(WHAT TO DO):
Exactly how many lines in this data contain the word "organisationId"? Only the number should be given.

*** Opening DATA FOR PROCESSING ***

PR #36, opened 2023-11-22
Notion - API

ApolloServices:


apps/notion-api/src/app/api/authentication/getAccessToken/route.ts
```diff
@@ -0,0 +1,80 @@
...
+}
+
+export async function POST (req: NextRequest) {
+        
+    const body : RequestBody = await req.json();
+    const { accessCode, organizationId } = body;
+
+    const encoded = Buffer.from(`${getNotionInfo().notionClientID}:${getNotionInfo().notionClientSecret}`).toString("base64");
+
+    const response = await fetch("https://api.notion.com/v1/oauth/token", {
```
athielba, line 26: I noticed that Notion has [SDK](https://github.com/makenotion/notion-sdk-js/blob/main/src/Client.ts#L78), can't we use it?

apps/notion-api/prisma/migrations/20231121154144_init/migration.sql
```diff
@@ -0,0 +1,22 @@
...
+
+    CONSTRAINT "Integration_pkey" PRIMARY KEY ("id")
+);
+
+-- CreateTable
+CREATE TABLE "Users_Sync_Jobs" (
+    "id" SERIAL NOT NULL,
+    "priority" INTEGER NOT NULL,
+    "organization_id" TEXT NOT NULL,
+    "pagination_token" TEXT NOT NULL,
```
athielba, line 18: `pagination_token` should be`nullable`

apps/notion-api/src/app/api/authentication/getAccessToken/route.ts
```diff
@@ -0,0 +1,80 @@
...
+                workspace_id: workspaceID,
+                workspace_name: workspaceName,
+                notionToken: accessToken,
+                },
+            });
+
+            await prisma.users_Sync_Jobs.create({
+                data: {
+                    priority: 1,
+                    pagination_token: '',
```
athielba, line 58: if `pagination_token` is `nullable` then no need to update `pagination_token`

apps/notion-api/src/app/api/users/cron/run-sync-user/service.ts
```diff
@@ -0,0 +1,129 @@
...
+    try {
+        const job = await prisma.users_Sync_Jobs.findFirst({
+            orderBy: [
+                { priority: 'asc' }, // Order by priority in ascending order
+                { sync_started_at: 'asc' }, // Order by timestamp in ascending order
+            ],
+        });
+
+        if (!job) {
+            return;
```
athielba, line 38: A proper message should be returned

apps/notion-api/src/app/api/users/cron/run-sync-user/service.ts
```diff
@@ -0,0 +1,129 @@
...
+        });
+
+        const data : UsersResponseType = await response.json();
+        if ('status' in data) {
+            return;
+        }
+
+        const users: UserData[] = [];
+        for (const user of data.results) {
+            const userData: UserData = {
```
athielba, line 73: User type can be `user` & `bot`, I believe we need to ignore the bot @n2ctech 

[Doc](https://developers.notion.com/reference/user)
Screenshot 2023-11-22 at 7 42 07 PM

apps/notion-api/src/app/api/users/cron/run-sync-user/service.ts
```diff
@@ -0,0 +1,129 @@
...
+        const nextCursor = data.next_cursor;
+
+        if (nextCursor) {
+            await prisma.users_Sync_Jobs.update({
+                where: {
+                    id: job.id,
+                },
+                data: {
+                    sync_started_at: new Date(),
+                    pagination_token: nextCursor ? nextCursor : '',
```
athielba, line 103: Condition is not required since it is in the `if`

apps/notion-api/src/app/api/users/cron/run-sync-user/service.ts
```diff
@@ -0,0 +1,129 @@
...
+                headers: {
+                accept: 'application/json',
+                'content-type': 'application/json',
+                },
+                data: { users, organisationId: integration.organization_id , sourceId},
+            };
+            await axios.request(options);
+        }
+    } catch (error) {
+
```
elbalexandre, line 125: Here is some pseudo code on how handle error in this case:
```suggestion
        if (error is NotionAPIError && error.retryAfter) {
          // update the job retry_after with the retrieved value
          return { message: 'Job delayed due to Notion rate limit', job };
        }
        // handle unauthorized access - the user might have disable the integration on notion
        if (error is NotionAPIError && error.response.status === 401) {
          // send a request to update the connection status on elba
          // delete the current job
          return { message: 'Job removed due to Notion unauthorized access', job }
        }
        // for the others (unexpected/unhandled) errors, we will increment the job retry count
        if (job.retry_count < process.env.MAX_USERS_SYNC_JOBS_RETRY_COUNT) {
          // increment job retry_count
          return { message: 'Job canceled due to retry limit', job }
        }
        // delete job
        throw error;
```

[Here is the documentation](https://elba-security.readme.io/reference/update-status) about /connection-status elba endpoint

apps/notion-api/src/app/api/authentication/getAccessToken/route.ts
```diff
@@ -0,0 +1,80 @@
...
+        body: JSON.stringify({
+        grant_type: "authorization_code",
+        code: accessCode,
+        redirect_uri: getNotionInfo().notionRedirectUrl
+        }),
+    });
+
+    const data : AccessTokenResponse = await response.json();
+
+    if (response.status === 200) {
```
elbalexandre, line 42: Prefer [early return](https://gomakethings.com/the-early-return-pattern-in-javascript/) here 
```suggestion
    if (!response.ok === 200) {
      throw new Error(`Could not retrieve access token from notion for organizationId=${organizationId}`)
    }
```

apps/notion-api/src/app/api/authentication/getAccessToken/route.ts
```diff
@@ -0,0 +1,80 @@
...
+            return NextResponse.json({
+                organization_id: organizationId,
+                workspace_id: workspaceID,
+                workspace_name: workspaceName,
+                notionToken: accessToken,
+            }, {
+                status: 200
+            });
+        } catch (error) {
+            return new NextResponse(null, { status: 500, statusText: 'Internal Server Error' });
```
elbalexandre, line 73: Just let throw the error here. We will handle error response in a middleware later.
```suggestion
```

apps/notion-api/src/app/api/users/cron/run-sync-user/route.ts
```diff
@@ -0,0 +1,7 @@
+import { NextResponse } from 'next/server';
+import { runUsersSyncJob } from './service';
+
+export async function GET() {
+    await runUsersSyncJob();
+    return new NextResponse();
```
elbalexandre, line 6:
```suggestion
    const result = await runUsersSyncJob();
    return NextResponse.json(result);  
```

apps/notion-api/src/app/api/users/cron/run-sync-user/service.ts
```diff
@@ -0,0 +1,129 @@
...
+}
+
+export const runUsersSyncJob = async () => {
+    try {
+        const job = await prisma.users_Sync_Jobs.findFirst({
+            orderBy: [
+                { priority: 'asc' }, // Order by priority in ascending order
+                { sync_started_at: 'asc' }, // Order by timestamp in ascending order
+            ],
+        });
```
elbalexandre, line 35: This code add condition on `retry_after`. Because it seems like (I am not sure) we can't use postgresql "now()" directly with prisma and `new Date()` isn't safe enough to use, I have to do a raw query here.
```suggestion
        const job: SomeType = await prisma.$queryRaw`SELECT * FROM "users_Sync_Jobs" WHERE "retry_after" < now() ORDER BY "priority" ASC, "sync_started_at" ASC LIMIT 1`;
```

apps/notion-api/src/app/api/authentication/getAccessToken/route.ts
```diff
@@ -0,0 +1,80 @@
...
+    organizationId : string;
+}
+
+type AccessTokenResponse = {
+    workspace_id : string;
+    workspace_name : string; 
+    access_token : string;
+}
+
+export async function POST (req: NextRequest) {
```
elbalexandre, line 19: Could you write a file `service.ts` containing business part (handling notion API call and db transaction) ?
This `route.ts` should only retrieve data from request, call the service, and create a response.

elbalexandre (commented):
Nice improvement from previous PR. The logic and flow are pretty good.
Note that linter has to pass with no error (cf: `pnpm lint`). You might need to install vscode eslint & prettier extension as well.

The services code is also untested, skip that for now, I will ping you when the documentation on testing will be written.

PR #48, opened 2023-12-05
feat(template): enforce inngest usage

elbalexandre:
## Description

- rename `@elba-security/msw-utils` to `@elba-security/test-utils`
- add inngest mock util to `test-utils`
- add `inngest` to required tools in `CONTRIBUTING.md`
- configure `inngest` in **template**
- configure `zod` validation of env variables in **template**
- add an example flow of **authentication** & **users sync** fully tested in **template**
- add `dev:ingest` script in in **template**
- update `database:migrate` script to avoid using npx in **template**

## Additional notes

All the example test are fully functionals.

## Checklist:


template/src/app/api/inngest/route.ts
```diff
@@ -0,0 +1,12 @@
+import { serve } from 'inngest/next';
+import { inngest } from '@/inngest/client';
+import { inngestFunctions } from '@/inngest/functions';
+
+export const runtime = 'edge';
```
proquig, line 5: We might want to mention to delete this line as well if not using edge runtime
Also worth setting the region so our functions are executed close to our database

template/src/app/auth/route.ts
```diff
@@ -0,0 +1,20 @@
+import { RedirectType, redirect } from 'next/navigation';
+import type { NextRequest } from 'next/server';
+import { env } from '@/env';
+import { setupOrganisation } from './service';
+
+/**
+ * This route path can be changed to fit your implementation specificities.
+ */
+export async function GET(request: NextRequest) {
```
proquig, line 9: We should probably add edge runtime config here as well as `export const dynamic = 'force-dynamic';` as we might have cache problem issues in case we use fetch (with the database maybe?)

template/src/env.ts
```diff
@@ -0,0 +1,17 @@
...
+    ELBA_API_BASE_URL: z.string().url(),
+    ELBA_REDIRECT_URL: z.string().url(),
+    ELBA_SOURCE_ID: z.string().uuid(),
+    POSTGRES_URL: z.string().min(1),
+    POSTGRES_HOST: z.string().min(1),
+    POSTGRES_PORT: z.coerce.number().int().positive(),
+    POSTGRES_USER: z.string().min(1),
+    POSTGRES_PASSWORD: z.string().min(1),
+    POSTGRES_DATABASE: z.string().min(1),
+    POSTGRES_PROXY: z.coerce.number().int().positive(),
```
proquig, line 15: I think we should rename this variable `POSTGRES_PROXY_PORT`

template/src/app/auth/service.ts
```diff
@@ -0,0 +1,26 @@
...
+      token,
+    },
+  });
+
+  await inngest.send({
+    name: 'users/sync',
+    data: {
+      isFirstSync: true,
+      organisationId,
+      syncStartedAt: new Date().getTime(),
```
proquig, line 22: We can directly use `Date.now()`

proquig (approved):
Looks good, few minor comments

template/src/app/api/inngest/route.ts
elbalexandre: I will add a comment, regarding the region, it's set in the `vercel.json`.

proquig: The region specified in vercel.json / on the dashboard is the region for lambdas not the edge runtime https://vercel.com/docs/functions/configuring-functions/region#available-configurations

n2ctech: region should be configurable from an env variable as well to be able to deploy both to the US and EU

PR #56, opened 2023-12-14
feat: add webhooks utils and schemas

elbalexandre:
## Description

- add webhook event data in `schemas`
- add `parseWebhookEventData` in `sdk`
- add `validateWebhookRequestSignature` in `sdk` - to be used in a middleware
- update template to includes `ELBA_WEBHOOK_SECRET` env variable
- add example middleware in template using `validateWebhookRequestSignature`

## Additional Notes

N/A

## Checklist:


packages/sdk/src/webhooks/event-data.ts
```diff
@@ -0,0 +1,35 @@
...
+import { ElbaError } from '../error';
+
+const eventDataSchema = {
+  scan_triggered: scanTriggeredWebhookDataSchema,
+  'data_protection.content_requested': dataProtectionContentRequestedDataSchema,
+} as const satisfies Record<string, ZodSchema>;
+
+export type WebhookEvent = keyof typeof eventDataSchema;
+
+export const parseWebhookEventData = <T extends WebhookEvent>(
```
elbalexandre, line 15: I am not sure about this implementation
Pros: 
 - simplify type casting
 - simplify data extraction from search params
 - meaningful errors when testing endpoint locally (if payload is not right)
 
 Type casting implementation:
 pros:
 - No JS
 - straightforward

packages/schemas/src/miscellaneous.ts
```diff
@@ -0,0 +1,5 @@
+import { z } from 'zod';
+
+export const scanTriggeredWebhookDataSchema = z.object({
```
elbalexandre, line 3: There is misunderstand here, data-protection + thrid-party-apps has their own scan-triggered event. There is no general event.

packages/sdk/README.md
```diff
@@ -32,6 +32,51 @@ const elba = new Elba({
...
+Parse webhook event data and validate it against schema.
+
+**JSON payload example:**
+
+```ts
+import { parseWebhookEventData } from 'elba-sdk';
+
+export async function POST(request: NextRequest) {
+  const data: unknown = await request.json();
+  const { organisationId } = parseWebhookEventData('scan_triggered', data);
```
elbalexandre, line 66:
```suggestion
  const { organisationId } = parseWebhookEventData('data_protection.scan_triggered', data);
```

packages/sdk/src/webhooks/request-signature.ts
```diff
@@ -23,13 +70,13 @@
  * console.log("Is the signature valid?, isValid ? "Yes" : "No");
  * ```
  */
-export async function isValidWebhookElbaSignature(
+async function validateSignature(
   secret: string,
-  payload: Record<string, unknown>,
-  elbaSignatureFromHeader: string
+  payload: Record<string, unknown> | undefined,
```
proquig, line 75: The more I see this, the more I'm convinced that it's not the right way to handle it. First, what if somehow elba sends prettified json, then the signature wouldn't match, same if somehow the order of the generated json string is not the same between elba and the integration.
For me we should just sign the raw text and verify it matches the elba signature. One benefit is that we're not stuck only supporting signing json.
This is what is happening for slack for example, as the signature also contains the timestamp of the request to avoid replay attacks

elbalexandre: We are generating signature from a record as well, so it make sense to check it against a record. It should always works.

We can use also use `request.text()` to verify it. It could be easier to check search params for the GET request as well.

elbalexandre: @raulelba If it's ok for you, I am going to change both the signature (in elba) and verification here.

proquig: The same has been done on elba side

elbalexandre: > for the request will always be a JSON object

Not for retrieving the data protection object content, it will be the search params if we keep this API as it is.

proquig (approved):

packages/sdk/src/webhooks/request-signature.ts
proquig: On the DP side the fetch data protection object content webhook was not not signed by elba and was just a GET with query params. The PR to update this is [here](https://github.com/elba-security/elba/pull/3159)

packages/sdk/src/webhooks/request-signature.ts
```diff
@@ -1,3 +1,44 @@
...
+
+  if (!isSignatureValid) {
+    throw new ElbaError('Could not validate elba signature from webhook request', {
+      request,
+    });
+  }
+};
+
+const getRequestPayload = async (request: Request) => {
+  if (['POST', 'PATCH', 'PUT'].includes(request.method)) {
```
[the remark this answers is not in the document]
elbalexandre: Only `POST` `PATCH` & `PUT` can have a body. My guess is if we need to had some other method we will have no update to do here. But your comment seems legit, doing only POST for webhook seems legit and also futur proof. I am going to remove that.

*** Closing DATA FOR PROCESSING ***

(OUTPUT FOR THIS TASK):
4